-- PROBLEM DETAILS --
Only lines containing the string "False" belong in the answer; find them in the records and copy them.

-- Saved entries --
Start of Block

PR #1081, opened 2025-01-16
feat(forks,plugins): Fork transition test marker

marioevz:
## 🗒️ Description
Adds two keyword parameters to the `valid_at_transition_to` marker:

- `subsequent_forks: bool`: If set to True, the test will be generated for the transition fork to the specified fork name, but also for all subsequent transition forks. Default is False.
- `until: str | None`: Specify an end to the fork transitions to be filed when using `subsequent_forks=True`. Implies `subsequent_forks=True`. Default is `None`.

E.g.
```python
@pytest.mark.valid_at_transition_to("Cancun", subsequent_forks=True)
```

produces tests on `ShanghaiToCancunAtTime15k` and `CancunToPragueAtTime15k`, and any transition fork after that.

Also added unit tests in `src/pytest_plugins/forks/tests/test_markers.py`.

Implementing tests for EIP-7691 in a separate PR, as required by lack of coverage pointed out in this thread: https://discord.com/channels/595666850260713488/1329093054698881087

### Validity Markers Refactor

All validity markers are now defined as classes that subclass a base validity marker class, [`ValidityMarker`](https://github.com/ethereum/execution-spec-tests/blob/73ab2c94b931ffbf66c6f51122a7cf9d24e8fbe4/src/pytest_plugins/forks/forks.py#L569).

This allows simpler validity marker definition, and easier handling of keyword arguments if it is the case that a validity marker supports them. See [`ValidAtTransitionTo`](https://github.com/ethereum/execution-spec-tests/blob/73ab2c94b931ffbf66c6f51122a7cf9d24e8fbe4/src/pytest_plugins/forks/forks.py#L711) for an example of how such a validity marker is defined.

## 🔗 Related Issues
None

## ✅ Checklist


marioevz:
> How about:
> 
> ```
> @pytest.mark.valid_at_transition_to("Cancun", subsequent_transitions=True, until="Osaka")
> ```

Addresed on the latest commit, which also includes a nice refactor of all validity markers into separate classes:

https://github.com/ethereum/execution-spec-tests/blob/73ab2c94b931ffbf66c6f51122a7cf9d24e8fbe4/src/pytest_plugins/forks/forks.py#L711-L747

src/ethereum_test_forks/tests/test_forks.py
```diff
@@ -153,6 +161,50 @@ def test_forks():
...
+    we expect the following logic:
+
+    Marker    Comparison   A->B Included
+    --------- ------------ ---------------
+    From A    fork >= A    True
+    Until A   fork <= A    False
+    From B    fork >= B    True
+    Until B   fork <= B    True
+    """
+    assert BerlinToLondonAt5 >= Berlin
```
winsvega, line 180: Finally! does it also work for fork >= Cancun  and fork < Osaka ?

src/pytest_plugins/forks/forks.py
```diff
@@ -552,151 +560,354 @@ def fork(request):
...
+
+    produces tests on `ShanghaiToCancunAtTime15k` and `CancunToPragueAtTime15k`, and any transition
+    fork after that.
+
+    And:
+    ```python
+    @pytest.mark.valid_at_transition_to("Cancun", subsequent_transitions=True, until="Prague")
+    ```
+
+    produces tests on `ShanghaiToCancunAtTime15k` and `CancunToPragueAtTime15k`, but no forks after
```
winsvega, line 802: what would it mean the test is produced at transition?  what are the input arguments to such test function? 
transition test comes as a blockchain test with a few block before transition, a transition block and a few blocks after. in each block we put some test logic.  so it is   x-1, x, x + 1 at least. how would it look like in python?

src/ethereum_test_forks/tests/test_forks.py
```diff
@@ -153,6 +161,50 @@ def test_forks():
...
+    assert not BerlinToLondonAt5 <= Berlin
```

End of Block
Start of Block

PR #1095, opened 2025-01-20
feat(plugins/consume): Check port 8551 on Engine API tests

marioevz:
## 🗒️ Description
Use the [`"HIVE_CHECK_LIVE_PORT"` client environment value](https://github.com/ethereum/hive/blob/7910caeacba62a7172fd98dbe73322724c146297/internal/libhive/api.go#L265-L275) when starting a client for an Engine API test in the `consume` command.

End of Block

-- EXERCISE RESULT --
- `subsequent_forks: bool`: If set to True, the test will be generated for the transition fork to the specified fork name, but also for all subsequent transition forks. Default is False.
+    Until A   fork <= A    False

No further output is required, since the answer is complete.